• **Task brief**
Search the records for the string "that" and copy every line where it turns up.

[Data extracted from a collection]
^^^^^^^^^^^^^^^^

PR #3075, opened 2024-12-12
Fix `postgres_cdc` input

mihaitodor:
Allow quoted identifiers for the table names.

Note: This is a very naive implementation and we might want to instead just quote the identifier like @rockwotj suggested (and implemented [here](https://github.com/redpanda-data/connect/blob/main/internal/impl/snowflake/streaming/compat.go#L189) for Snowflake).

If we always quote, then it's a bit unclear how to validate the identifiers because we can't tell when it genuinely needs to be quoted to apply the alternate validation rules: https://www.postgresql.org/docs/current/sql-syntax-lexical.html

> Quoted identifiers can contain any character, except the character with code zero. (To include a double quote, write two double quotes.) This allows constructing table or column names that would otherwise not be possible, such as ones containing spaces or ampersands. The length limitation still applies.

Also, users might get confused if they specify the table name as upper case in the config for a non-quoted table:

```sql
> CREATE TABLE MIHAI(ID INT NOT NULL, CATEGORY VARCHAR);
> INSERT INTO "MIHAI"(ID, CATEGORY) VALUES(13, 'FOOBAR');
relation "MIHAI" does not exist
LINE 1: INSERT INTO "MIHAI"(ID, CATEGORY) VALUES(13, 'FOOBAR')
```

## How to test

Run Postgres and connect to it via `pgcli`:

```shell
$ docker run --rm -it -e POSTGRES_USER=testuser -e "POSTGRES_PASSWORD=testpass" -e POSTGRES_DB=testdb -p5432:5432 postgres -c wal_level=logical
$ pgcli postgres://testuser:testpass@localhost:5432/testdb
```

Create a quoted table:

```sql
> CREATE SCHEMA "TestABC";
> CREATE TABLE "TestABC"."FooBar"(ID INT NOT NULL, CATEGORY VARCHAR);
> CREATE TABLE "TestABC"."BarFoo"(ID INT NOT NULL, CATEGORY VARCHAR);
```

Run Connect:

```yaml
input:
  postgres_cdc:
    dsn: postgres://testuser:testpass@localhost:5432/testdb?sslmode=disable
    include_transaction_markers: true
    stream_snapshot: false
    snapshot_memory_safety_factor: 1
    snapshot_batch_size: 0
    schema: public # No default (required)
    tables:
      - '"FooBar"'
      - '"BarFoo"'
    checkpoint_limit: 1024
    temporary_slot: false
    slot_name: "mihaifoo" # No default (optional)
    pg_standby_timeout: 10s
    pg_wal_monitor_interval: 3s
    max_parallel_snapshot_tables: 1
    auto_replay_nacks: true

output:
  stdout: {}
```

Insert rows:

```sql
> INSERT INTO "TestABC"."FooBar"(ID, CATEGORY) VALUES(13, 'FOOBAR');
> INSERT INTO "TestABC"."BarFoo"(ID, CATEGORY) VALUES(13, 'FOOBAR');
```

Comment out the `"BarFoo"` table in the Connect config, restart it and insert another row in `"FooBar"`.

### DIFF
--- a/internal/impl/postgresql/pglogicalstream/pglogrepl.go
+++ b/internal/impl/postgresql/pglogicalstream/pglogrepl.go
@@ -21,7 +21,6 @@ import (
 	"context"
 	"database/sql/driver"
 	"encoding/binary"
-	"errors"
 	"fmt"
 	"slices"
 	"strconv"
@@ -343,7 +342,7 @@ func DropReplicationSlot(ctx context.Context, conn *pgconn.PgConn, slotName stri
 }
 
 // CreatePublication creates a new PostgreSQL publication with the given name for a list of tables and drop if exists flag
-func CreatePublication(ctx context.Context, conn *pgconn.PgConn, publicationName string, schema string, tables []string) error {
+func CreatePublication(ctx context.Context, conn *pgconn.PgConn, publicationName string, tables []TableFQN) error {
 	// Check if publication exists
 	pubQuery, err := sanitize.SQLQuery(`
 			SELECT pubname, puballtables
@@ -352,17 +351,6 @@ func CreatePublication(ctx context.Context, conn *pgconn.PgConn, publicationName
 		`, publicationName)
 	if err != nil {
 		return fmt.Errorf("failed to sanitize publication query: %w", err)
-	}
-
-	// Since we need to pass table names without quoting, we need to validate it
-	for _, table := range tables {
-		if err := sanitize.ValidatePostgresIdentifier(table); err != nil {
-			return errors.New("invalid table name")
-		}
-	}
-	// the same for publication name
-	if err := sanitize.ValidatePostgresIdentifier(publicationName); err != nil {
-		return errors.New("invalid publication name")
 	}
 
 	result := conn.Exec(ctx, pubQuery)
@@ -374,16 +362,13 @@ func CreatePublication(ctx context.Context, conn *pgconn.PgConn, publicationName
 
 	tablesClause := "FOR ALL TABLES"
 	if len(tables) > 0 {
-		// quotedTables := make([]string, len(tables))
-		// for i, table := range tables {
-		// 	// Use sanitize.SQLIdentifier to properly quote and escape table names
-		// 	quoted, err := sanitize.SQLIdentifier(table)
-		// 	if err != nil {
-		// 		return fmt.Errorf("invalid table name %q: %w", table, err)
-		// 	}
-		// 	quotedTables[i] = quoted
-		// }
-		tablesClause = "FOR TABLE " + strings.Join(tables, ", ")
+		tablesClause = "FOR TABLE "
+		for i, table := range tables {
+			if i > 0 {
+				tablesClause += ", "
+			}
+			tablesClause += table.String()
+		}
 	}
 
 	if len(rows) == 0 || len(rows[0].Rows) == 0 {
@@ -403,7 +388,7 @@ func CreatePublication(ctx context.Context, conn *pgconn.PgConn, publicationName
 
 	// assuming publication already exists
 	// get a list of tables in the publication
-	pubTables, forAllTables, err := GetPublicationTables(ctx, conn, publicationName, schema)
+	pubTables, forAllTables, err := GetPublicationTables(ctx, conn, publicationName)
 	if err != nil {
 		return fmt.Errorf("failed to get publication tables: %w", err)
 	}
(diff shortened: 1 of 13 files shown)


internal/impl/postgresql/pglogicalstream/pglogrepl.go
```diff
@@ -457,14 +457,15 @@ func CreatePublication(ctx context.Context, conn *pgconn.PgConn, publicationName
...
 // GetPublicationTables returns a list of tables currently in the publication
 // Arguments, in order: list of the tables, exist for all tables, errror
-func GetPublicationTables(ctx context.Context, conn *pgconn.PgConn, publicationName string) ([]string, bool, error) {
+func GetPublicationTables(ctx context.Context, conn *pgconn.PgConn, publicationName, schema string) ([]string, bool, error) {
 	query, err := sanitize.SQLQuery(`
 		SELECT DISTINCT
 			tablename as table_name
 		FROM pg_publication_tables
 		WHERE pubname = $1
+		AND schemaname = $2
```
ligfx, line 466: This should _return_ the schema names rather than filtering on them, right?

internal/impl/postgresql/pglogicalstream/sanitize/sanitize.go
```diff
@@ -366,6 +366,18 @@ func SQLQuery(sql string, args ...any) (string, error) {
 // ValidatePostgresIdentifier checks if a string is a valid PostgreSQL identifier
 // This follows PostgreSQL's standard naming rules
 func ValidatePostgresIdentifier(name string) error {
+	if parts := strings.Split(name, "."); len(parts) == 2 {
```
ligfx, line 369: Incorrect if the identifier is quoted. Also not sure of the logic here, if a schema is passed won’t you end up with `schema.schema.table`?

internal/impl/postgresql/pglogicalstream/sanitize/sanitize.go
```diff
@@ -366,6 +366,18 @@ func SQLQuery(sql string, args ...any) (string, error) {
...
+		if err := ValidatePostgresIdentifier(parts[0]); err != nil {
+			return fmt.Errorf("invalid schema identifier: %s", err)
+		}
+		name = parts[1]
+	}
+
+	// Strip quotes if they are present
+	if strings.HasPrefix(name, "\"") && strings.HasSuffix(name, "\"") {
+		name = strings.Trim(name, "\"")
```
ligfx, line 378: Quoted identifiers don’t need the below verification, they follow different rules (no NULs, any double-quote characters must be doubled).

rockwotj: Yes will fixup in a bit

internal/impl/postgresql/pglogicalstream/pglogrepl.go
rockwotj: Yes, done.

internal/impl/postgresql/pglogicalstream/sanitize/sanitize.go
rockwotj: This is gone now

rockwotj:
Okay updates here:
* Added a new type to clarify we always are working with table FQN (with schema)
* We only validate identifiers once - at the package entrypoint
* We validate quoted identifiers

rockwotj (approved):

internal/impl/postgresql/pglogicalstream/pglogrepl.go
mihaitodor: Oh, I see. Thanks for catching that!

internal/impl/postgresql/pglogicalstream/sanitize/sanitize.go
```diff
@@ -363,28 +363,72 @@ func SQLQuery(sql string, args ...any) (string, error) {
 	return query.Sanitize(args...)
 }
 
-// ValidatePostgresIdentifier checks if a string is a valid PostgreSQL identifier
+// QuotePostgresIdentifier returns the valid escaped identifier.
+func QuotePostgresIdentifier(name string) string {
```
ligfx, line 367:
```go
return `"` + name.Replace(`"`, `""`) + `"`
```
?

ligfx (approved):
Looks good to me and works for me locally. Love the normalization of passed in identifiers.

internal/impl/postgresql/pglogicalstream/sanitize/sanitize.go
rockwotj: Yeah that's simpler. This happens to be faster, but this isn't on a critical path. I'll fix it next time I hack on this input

^^^^^^^^^^^^^^^^

• **Output of the exercise**
> Quoted identifiers can contain any character, except the character with code zero. (To include a double quote, write two double quotes.) This allows constructing table or column names that would otherwise not be possible, such as ones containing spaces or ampersands. The length limitation still applies.
mihaitodor: Oh, I see. Thanks for catching that!
rockwotj: Yeah that's simpler. This happens to be faster, but this isn't on a critical path. I'll fix it next time I hack on this input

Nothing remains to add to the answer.